■ Your objective ■
Your task is to copy every line of the entries that holds the word "step".

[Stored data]
****************

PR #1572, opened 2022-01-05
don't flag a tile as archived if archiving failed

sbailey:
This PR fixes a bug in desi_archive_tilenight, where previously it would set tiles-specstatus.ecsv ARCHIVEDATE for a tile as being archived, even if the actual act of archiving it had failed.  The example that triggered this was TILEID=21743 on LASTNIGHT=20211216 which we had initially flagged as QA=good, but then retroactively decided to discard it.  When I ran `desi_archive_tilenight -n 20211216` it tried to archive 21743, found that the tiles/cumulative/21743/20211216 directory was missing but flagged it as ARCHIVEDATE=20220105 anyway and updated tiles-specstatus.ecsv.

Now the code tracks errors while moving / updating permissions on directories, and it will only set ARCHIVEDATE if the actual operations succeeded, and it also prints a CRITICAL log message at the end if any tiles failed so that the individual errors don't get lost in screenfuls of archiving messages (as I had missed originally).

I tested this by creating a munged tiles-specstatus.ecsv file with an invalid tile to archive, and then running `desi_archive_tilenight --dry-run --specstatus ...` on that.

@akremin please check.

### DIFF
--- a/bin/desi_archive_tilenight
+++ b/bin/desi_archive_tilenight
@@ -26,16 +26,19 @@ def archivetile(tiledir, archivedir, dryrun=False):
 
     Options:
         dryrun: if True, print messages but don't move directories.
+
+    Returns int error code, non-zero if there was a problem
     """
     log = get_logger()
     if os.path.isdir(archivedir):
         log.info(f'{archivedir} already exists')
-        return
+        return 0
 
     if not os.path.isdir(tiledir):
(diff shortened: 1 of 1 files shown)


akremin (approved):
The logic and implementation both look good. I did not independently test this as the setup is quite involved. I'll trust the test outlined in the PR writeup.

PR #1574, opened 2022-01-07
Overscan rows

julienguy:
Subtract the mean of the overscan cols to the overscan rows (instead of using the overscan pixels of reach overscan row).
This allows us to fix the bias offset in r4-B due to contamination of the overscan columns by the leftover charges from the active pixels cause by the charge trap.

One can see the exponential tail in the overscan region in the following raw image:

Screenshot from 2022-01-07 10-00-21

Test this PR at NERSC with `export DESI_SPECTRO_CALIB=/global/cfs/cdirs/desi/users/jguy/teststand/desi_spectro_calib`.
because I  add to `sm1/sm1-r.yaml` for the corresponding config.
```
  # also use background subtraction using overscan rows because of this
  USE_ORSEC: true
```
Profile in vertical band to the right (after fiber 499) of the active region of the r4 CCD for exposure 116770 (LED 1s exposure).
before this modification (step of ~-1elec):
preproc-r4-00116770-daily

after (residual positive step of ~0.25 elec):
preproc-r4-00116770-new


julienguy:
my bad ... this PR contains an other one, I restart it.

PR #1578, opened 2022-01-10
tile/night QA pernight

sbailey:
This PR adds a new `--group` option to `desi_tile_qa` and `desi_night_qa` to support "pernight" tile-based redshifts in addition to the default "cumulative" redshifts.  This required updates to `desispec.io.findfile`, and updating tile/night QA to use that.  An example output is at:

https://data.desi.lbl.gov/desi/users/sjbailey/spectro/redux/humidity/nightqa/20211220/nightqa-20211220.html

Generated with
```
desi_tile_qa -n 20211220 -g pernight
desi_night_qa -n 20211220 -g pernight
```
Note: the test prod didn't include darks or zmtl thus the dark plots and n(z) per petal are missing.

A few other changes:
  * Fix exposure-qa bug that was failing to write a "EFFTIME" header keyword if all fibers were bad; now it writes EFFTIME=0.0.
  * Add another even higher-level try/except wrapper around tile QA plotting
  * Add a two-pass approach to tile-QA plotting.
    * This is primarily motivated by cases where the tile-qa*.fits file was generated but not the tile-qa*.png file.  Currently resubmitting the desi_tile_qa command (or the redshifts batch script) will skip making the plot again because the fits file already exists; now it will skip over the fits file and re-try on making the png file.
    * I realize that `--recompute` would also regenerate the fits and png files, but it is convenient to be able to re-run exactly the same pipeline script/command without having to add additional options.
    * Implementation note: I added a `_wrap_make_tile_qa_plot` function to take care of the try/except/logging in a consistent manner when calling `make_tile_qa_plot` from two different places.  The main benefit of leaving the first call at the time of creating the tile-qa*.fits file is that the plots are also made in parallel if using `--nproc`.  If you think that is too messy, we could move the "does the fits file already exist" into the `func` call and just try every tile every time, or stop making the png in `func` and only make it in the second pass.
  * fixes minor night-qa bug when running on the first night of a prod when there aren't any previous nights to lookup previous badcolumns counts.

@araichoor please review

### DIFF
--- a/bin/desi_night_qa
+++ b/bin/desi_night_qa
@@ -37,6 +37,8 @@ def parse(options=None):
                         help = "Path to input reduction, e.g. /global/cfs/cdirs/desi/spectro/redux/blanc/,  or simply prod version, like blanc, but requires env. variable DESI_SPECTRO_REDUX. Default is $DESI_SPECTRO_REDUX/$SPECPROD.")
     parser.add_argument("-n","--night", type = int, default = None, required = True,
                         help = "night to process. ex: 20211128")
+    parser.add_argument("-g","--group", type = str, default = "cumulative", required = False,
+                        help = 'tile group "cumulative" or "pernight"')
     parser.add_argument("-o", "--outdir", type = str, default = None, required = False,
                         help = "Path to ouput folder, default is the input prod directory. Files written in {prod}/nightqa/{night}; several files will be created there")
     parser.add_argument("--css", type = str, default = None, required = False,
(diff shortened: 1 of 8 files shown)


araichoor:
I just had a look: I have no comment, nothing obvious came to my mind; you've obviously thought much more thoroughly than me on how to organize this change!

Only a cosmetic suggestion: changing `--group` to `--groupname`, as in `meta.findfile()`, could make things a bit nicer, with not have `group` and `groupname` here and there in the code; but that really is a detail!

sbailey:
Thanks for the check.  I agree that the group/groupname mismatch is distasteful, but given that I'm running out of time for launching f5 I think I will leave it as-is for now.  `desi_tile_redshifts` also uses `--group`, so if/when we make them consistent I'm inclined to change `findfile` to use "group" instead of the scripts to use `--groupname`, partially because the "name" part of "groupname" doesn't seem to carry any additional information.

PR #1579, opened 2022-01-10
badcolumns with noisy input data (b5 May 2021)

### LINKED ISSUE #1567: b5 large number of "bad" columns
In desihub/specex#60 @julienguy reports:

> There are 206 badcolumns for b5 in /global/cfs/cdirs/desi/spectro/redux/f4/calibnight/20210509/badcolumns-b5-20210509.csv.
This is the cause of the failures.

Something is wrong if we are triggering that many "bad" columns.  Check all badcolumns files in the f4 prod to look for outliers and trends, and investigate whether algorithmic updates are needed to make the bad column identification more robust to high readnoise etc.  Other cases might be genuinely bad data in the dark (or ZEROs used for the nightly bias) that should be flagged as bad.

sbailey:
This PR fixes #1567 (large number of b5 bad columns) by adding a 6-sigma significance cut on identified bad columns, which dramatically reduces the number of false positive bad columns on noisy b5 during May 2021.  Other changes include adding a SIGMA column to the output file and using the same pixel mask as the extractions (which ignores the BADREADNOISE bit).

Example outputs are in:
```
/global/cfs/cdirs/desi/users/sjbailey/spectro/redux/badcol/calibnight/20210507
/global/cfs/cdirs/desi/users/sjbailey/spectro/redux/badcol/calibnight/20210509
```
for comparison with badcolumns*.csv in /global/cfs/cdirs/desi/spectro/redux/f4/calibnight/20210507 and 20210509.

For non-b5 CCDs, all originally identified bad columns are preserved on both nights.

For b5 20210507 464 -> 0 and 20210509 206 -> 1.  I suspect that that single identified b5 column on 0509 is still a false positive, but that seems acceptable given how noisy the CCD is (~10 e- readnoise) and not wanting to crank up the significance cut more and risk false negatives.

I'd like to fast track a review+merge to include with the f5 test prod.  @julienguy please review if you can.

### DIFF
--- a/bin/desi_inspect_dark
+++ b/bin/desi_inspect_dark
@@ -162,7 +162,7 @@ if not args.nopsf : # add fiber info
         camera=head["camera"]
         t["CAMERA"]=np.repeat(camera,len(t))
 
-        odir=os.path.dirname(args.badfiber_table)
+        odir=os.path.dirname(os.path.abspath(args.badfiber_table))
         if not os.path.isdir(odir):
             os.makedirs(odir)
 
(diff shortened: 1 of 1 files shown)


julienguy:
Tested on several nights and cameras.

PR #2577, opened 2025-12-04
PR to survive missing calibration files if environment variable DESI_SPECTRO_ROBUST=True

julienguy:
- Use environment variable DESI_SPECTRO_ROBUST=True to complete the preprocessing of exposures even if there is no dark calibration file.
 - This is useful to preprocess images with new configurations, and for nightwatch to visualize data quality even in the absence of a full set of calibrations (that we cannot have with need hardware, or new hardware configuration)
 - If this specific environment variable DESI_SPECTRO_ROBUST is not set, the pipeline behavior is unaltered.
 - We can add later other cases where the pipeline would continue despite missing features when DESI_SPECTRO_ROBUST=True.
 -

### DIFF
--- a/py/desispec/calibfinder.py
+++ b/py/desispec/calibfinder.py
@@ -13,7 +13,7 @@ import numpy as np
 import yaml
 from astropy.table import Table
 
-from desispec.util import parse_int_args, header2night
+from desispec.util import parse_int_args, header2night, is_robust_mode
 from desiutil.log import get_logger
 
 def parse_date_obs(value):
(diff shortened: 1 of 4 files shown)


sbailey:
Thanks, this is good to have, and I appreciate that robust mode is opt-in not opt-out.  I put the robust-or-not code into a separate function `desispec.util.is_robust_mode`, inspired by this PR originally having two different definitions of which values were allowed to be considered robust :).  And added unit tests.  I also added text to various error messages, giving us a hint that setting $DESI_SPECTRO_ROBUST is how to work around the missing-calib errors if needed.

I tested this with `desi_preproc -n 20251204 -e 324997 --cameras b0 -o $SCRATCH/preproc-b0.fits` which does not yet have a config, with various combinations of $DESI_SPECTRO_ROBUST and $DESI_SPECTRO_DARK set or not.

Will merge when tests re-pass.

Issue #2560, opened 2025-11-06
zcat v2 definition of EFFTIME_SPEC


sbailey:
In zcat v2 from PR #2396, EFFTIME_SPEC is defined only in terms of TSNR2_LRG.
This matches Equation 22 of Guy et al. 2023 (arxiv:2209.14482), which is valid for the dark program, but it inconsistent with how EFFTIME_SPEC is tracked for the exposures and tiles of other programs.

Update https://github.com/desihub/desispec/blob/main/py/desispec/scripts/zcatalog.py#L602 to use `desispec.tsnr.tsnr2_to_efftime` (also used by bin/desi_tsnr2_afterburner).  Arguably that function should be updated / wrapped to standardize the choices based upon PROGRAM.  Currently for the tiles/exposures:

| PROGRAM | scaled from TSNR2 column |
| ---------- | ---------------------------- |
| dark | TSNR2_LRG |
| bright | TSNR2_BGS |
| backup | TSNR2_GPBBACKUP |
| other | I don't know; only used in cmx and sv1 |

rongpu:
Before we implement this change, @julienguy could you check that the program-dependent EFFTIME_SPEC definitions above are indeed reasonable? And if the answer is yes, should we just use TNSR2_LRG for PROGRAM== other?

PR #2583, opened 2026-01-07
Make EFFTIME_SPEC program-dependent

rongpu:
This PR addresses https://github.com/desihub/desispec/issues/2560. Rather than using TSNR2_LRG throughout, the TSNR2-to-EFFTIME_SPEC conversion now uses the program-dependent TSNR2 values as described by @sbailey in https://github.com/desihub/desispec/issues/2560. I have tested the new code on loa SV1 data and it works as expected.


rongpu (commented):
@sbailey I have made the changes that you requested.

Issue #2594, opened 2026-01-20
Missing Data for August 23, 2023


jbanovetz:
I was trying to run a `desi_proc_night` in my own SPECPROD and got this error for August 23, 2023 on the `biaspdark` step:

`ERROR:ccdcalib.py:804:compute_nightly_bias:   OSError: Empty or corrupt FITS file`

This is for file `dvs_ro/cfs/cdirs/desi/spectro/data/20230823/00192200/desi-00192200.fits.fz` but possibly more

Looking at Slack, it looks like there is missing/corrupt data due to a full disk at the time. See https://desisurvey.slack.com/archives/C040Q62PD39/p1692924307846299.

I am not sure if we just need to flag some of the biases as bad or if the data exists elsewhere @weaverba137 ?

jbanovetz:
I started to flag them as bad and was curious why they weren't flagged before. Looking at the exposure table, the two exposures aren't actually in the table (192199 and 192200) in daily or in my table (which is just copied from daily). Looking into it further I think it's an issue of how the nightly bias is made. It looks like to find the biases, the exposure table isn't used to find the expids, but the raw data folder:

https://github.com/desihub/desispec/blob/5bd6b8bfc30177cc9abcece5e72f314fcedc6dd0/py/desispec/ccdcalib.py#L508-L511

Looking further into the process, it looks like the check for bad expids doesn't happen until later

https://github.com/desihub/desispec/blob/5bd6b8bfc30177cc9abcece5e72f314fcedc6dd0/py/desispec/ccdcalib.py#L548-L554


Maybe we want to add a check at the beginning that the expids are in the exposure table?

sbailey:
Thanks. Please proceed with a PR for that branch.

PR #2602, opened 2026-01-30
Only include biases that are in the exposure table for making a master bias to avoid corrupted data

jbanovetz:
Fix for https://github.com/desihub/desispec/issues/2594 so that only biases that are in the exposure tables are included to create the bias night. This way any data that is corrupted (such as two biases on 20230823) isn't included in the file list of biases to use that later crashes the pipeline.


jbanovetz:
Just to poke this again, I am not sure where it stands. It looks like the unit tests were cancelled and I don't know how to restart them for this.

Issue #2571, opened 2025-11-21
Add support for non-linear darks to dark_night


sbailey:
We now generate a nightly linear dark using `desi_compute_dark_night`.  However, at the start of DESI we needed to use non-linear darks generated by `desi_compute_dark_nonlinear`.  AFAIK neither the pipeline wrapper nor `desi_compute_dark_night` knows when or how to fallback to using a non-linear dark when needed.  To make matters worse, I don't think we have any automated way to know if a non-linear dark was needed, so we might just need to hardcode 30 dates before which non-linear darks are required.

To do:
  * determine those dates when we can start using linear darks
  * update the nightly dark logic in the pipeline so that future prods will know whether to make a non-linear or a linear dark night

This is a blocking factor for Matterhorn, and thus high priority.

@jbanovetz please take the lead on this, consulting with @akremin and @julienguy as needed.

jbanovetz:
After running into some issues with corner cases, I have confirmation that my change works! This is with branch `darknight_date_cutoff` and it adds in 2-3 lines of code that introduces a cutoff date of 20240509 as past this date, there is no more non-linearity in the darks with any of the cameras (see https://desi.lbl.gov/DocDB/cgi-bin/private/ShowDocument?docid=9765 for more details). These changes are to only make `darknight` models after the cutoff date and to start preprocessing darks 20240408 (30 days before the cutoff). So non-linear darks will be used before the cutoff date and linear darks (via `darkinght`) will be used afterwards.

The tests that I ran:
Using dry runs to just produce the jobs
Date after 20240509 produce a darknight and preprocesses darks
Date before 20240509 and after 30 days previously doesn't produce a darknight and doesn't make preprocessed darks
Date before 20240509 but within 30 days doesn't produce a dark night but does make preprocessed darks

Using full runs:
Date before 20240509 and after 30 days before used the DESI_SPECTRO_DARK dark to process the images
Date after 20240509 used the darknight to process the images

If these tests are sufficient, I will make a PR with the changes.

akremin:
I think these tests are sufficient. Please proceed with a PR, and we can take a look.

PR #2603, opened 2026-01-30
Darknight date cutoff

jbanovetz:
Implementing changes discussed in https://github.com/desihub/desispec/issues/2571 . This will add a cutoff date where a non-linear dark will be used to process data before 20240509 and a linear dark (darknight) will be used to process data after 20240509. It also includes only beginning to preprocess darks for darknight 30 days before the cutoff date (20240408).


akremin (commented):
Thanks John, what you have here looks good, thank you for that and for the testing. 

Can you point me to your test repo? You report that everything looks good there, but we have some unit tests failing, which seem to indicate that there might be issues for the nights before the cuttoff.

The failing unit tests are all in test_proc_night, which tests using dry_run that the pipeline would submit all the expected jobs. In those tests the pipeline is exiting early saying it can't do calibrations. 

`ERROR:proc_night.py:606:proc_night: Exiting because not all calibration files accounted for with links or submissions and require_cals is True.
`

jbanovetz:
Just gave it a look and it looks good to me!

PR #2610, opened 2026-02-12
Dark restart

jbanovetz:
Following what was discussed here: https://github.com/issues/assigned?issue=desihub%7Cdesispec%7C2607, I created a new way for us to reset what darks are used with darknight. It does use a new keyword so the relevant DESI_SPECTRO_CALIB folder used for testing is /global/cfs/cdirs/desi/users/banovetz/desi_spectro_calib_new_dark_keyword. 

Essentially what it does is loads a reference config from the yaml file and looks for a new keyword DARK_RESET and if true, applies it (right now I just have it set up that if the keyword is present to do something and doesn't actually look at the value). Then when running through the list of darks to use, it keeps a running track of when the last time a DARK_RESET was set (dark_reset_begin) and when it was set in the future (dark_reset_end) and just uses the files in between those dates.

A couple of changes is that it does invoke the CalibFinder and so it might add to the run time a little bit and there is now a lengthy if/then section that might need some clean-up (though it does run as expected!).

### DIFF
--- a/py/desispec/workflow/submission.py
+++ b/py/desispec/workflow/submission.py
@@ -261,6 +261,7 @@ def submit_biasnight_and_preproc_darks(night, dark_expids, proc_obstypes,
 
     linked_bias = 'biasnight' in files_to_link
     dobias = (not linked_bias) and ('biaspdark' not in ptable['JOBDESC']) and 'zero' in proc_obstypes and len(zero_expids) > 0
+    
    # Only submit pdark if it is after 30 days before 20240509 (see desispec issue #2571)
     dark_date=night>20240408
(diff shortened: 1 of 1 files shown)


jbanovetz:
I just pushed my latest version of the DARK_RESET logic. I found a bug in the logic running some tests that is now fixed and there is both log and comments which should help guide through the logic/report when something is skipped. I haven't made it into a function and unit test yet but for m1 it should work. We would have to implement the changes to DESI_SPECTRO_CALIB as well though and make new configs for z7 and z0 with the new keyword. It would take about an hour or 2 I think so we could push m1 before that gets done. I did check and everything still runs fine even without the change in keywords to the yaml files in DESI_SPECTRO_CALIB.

****************

■ Exercise answer ■
before this modification (step of ~-1elec):
after (residual positive step of ~0.25 elec):
I was trying to run a `desi_proc_night` in my own SPECPROD and got this error for August 23, 2023 on the `biaspdark` step:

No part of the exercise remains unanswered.